(Data excerpts)
PR #3115, opened 2026-08-13
Add ambiguous import checking for compact source

### LINKED ISSUE #3111: Organize Imports save action deletes required imports in Source File programs
When the _Organize Imports_ clean up is enabled as save action (`Java` -> `Editor` -> `Save Actions` -> `Organize imports`) and is applied to a JEP 330/458 Source-Code Program, it deletes required imports:
```
import java.security.cert.Certificate;

Certificate certificate;

	Certificate certificate;
}
```
In that case the `java.security.cert.Certificate` import is also deleted if there is only a Certificate field or a Certificatevariable, not only with both.

For the corresponding ordinary class the import persists as required:
```
import java.security.cert.Certificate;

public class MyClass {
	Certificate certificate;

		Certificate certificate;
	}
}
```

jjohnstn:
- add a new OrganizeImportsOperation.typeNameAmbiguousForImplicitModule method
- if an import matches one of the implicit package names, verify it is not ambiguous for the implicit module using new method
- add new test to ImportOrganizeTest25
- fixes #3111

## What it does

Add ambiguity checking for imports in compact source.

## How to test

See issue or new test.

## Author checklist

### DIFF
--- a/org.eclipse.jdt.core.manipulation/common/org/eclipse/jdt/core/manipulation/OrganizeImportsOperation.java
+++ b/org.eclipse.jdt.core.manipulation/common/org/eclipse/jdt/core/manipulation/OrganizeImportsOperation.java
@@ -1,5 +1,5 @@
 /*******************************************************************************
- * Copyright (c) 2000, 2025 IBM Corporation and others.
+ * Copyright (c) 2000, 2026 IBM Corporation and others.
  *
  * This program and the accompanying materials
  * are made available under the terms of the Eclipse Public License 2.0
@@ -56,6 +56,7 @@ import org.eclipse.jdt.core.dom.IBinding;
 import org.eclipse.jdt.core.dom.IModuleBinding;
 import org.eclipse.jdt.core.dom.IPackageBinding;
 import org.eclipse.jdt.core.dom.ITypeBinding;
+import org.eclipse.jdt.core.dom.ImplicitTypeDeclaration;
 import org.eclipse.jdt.core.dom.ImportDeclaration;
 import org.eclipse.jdt.core.dom.MethodInvocation;
 import org.eclipse.jdt.core.dom.Modifier;
@@ -323,7 +324,8 @@ public class OrganizeImportsOperation implements IWorkspaceRunnable {
 			while (parent instanceof Type) {
 				parent= parent.getParent();
 			}
-			if (parent instanceof AbstractTypeDeclaration && parent.getParent() instanceof CompilationUnit) {
+			if ((parent instanceof AbstractTypeDeclaration && parent.getParent() instanceof CompilationUnit)
+					|| (parent instanceof ImplicitTypeDeclaration && parent.getParent() instanceof CompilationUnit)){
 				return true;
 			}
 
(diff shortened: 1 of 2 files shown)


org.eclipse.jdt.core.manipulation/common/org/eclipse/jdt/core/manipulation/OrganizeImportsOperation.java
```diff
@@ -396,6 +398,25 @@ public void add(SimpleName ref) {
 			fUnresolvedTypes.put(typeName, new UnresolvedTypeData(ref));
 		}
 
+		private boolean typeNameAmbiguousForImplicitModule(String typeName) {
+			IJavaProject project= fCurrPackage.getJavaProject();
+			IType foundType= null;
+			for (String packageName : fImplicitImports) {
```
HannesWell, line 404: I don't know the exact size of this collection, but if it's larger, could this loop become a performance problem?
In general, doesn't `fImplicitImports` only contain packages from the `java.base` module (in case of a Source file program)? Or are there other means to define implicit-imports?
If it's only `java.base`, I assume the list of potentially ambiguous simple names is quite static and could be a Set cached per VMInstall, couldn't it?

jjohnstn: I didn't notice any lag when I performed your test.  Perhaps if someone has thousands of imports for a compact source where all of them are in java.base (hightly unlikely).  Yes, it could be a static list - perhaps using AI to generate?

jjohnstn: I used AI to generate the list of duplicate java.base classes but the static list solution would have to handle changes to java.base from release to release.  For example, running AI on Java 21, there are 85 duplicate classes, but in Java 25, this drops to 65 classes (they removed the bundled ASM library).  This potentially means a list per JVM from Java 25 on.

In my opinion, a compact source file is used by new users or to do a simple quick test.  I don't imagine these classes are going to have many imports, if any.  I think we should leave it dynamic and be open to creating static lists if there are real users running into performance issues.   A similar issue exists for non-compact source files and organize imports but no one seems to have run into a situation yet where the check for ambiguous classes is causing any noticeable lag.

HannesWell: > I used AI to generate the list of duplicate java.base classes but the static list solution would have to handle changes to java.base from release to release. For example, running AI on Java 21, there are 85 duplicate classes, but in Java 25, this drops to 65 classes (they removed the bundled ASM library).

I assumed that it would be possible to compute the list at runtime once, e.g. when "loading" a VM-install by iterating all classes in the `java.base` module and collecting all with same simple name. No AI would be involved and the list should always be up to date.

But if it's probably not a real performance problem, then I'm totally fine with it too. Just wanted to made it sure, this has been cleared.

Thanks for your work on this.

Btw. if you are interested for some users:
I'm using source file programs also to create Java scripts for RelEng task:
- https://github.com/eclipse-platform/eclipse.platform.releng.aggregator/tree/master/scripts/releng

Currently there are only three, but I intend to add more.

:: What you need to do ::
In full and without change, transcribe the entries.

:: Solution to this problem ::
PR #3115, opened 2026-08-13
Add ambiguous import checking for compact source

### LINKED ISSUE #3111: Organize Imports save action deletes required imports in Source File programs
When the _Organize Imports_ clean up is enabled as save action (`Java` -> `Editor` -> `Save Actions` -> `Organize imports`) and is applied to a JEP 330/458 Source-Code Program, it deletes required imports:
```
import java.security.cert.Certificate;

Certificate certificate;

	Certificate certificate;
}
```
In that case the `java.security.cert.Certificate` import is also deleted if there is only a Certificate field or a Certificatevariable, not only with both.

For the corresponding ordinary class the import persists as required:
```
import java.security.cert.Certificate;

public class MyClass {
	Certificate certificate;

		Certificate certificate;
	}
}
```

jjohnstn:
- add a new OrganizeImportsOperation.typeNameAmbiguousForImplicitModule method
- if an import matches one of the implicit package names, verify it is not ambiguous for the implicit module using new method
- add new test to ImportOrganizeTest25
- fixes #3111

## What it does

Add ambiguity checking for imports in compact source.

## How to test

See issue or new test.

## Author checklist

### DIFF
--- a/org.eclipse.jdt.core.manipulation/common/org/eclipse/jdt/core/manipulation/OrganizeImportsOperation.java
+++ b/org.eclipse.jdt.core.manipulation/common/org/eclipse/jdt/core/manipulation/OrganizeImportsOperation.java
@@ -1,5 +1,5 @@
 /*******************************************************************************
- * Copyright (c) 2000, 2025 IBM Corporation and others.
+ * Copyright (c) 2000, 2026 IBM Corporation and others.
  *
  * This program and the accompanying materials
  * are made available under the terms of the Eclipse Public License 2.0
@@ -56,6 +56,7 @@ import org.eclipse.jdt.core.dom.IBinding;
 import org.eclipse.jdt.core.dom.IModuleBinding;
 import org.eclipse.jdt.core.dom.IPackageBinding;
 import org.eclipse.jdt.core.dom.ITypeBinding;
+import org.eclipse.jdt.core.dom.ImplicitTypeDeclaration;
 import org.eclipse.jdt.core.dom.ImportDeclaration;
 import org.eclipse.jdt.core.dom.MethodInvocation;
 import org.eclipse.jdt.core.dom.Modifier;
@@ -323,7 +324,8 @@ public class OrganizeImportsOperation implements IWorkspaceRunnable {
 			while (parent instanceof Type) {
 				parent= parent.getParent();
 			}
-			if (parent instanceof AbstractTypeDeclaration && parent.getParent() instanceof CompilationUnit) {
+			if ((parent instanceof AbstractTypeDeclaration && parent.getParent() instanceof CompilationUnit)
+					|| (parent instanceof ImplicitTypeDeclaration && parent.getParent() instanceof CompilationUnit)){
 				return true;
 			}
 
(diff shortened: 1 of 2 files shown)


org.eclipse.jdt.core.manipulation/common/org/eclipse/jdt/core/manipulation/OrganizeImportsOperation.java
```diff
@@ -396,6 +398,25 @@ public void add(SimpleName ref) {
 			fUnresolvedTypes.put(typeName, new UnresolvedTypeData(ref));
 		}
 
+		private boolean typeNameAmbiguousForImplicitModule(String typeName) {
+			IJavaProject project= fCurrPackage.getJavaProject();
+			IType foundType= null;
+			for (String packageName : fImplicitImports) {
```
HannesWell, line 404: I don't know the exact size of this collection, but if it's larger, could this loop become a performance problem?
In general, doesn't `fImplicitImports` only contain packages from the `java.base` module (in case of a Source file program)? Or are there other means to define implicit-imports?
If it's only `java.base`, I assume the list of potentially ambiguous simple names is quite static and could be a Set cached per VMInstall, couldn't it?

jjohnstn: I didn't notice any lag when I performed your test.  Perhaps if someone has thousands of imports for a compact source where all of them are in java.base (hightly unlikely).  Yes, it could be a static list - perhaps using AI to generate?

jjohnstn: I used AI to generate the list of duplicate java.base classes but the static list solution would have to handle changes to java.base from release to release.  For example, running AI on Java 21, there are 85 duplicate classes, but in Java 25, this drops to 65 classes (they removed the bundled ASM library).  This potentially means a list per JVM from Java 25 on.

In my opinion, a compact source file is used by new users or to do a simple quick test.  I don't imagine these classes are going to have many imports, if any.  I think we should leave it dynamic and be open to creating static lists if there are real users running into performance issues.   A similar issue exists for non-compact source files and organize imports but no one seems to have run into a situation yet where the check for ambiguous classes is causing any noticeable lag.

HannesWell: > I used AI to generate the list of duplicate java.base classes but the static list solution would have to handle changes to java.base from release to release. For example, running AI on Java 21, there are 85 duplicate classes, but in Java 25, this drops to 65 classes (they removed the bundled ASM library).

I assumed that it would be possible to compute the list at runtime once, e.g. when "loading" a VM-install by iterating all classes in the `java.base` module and collecting all with same simple name. No AI would be involved and the list should always be up to date.

But if it's probably not a real performance problem, then I'm totally fine with it too. Just wanted to made it sure, this has been cleared.

Thanks for your work on this.

Btw. if you are interested for some users:
I'm using source file programs also to create Java scripts for RelEng task:
- https://github.com/eclipse-platform/eclipse.platform.releng.aggregator/tree/master/scripts/releng

Currently there are only three, but I intend to add more.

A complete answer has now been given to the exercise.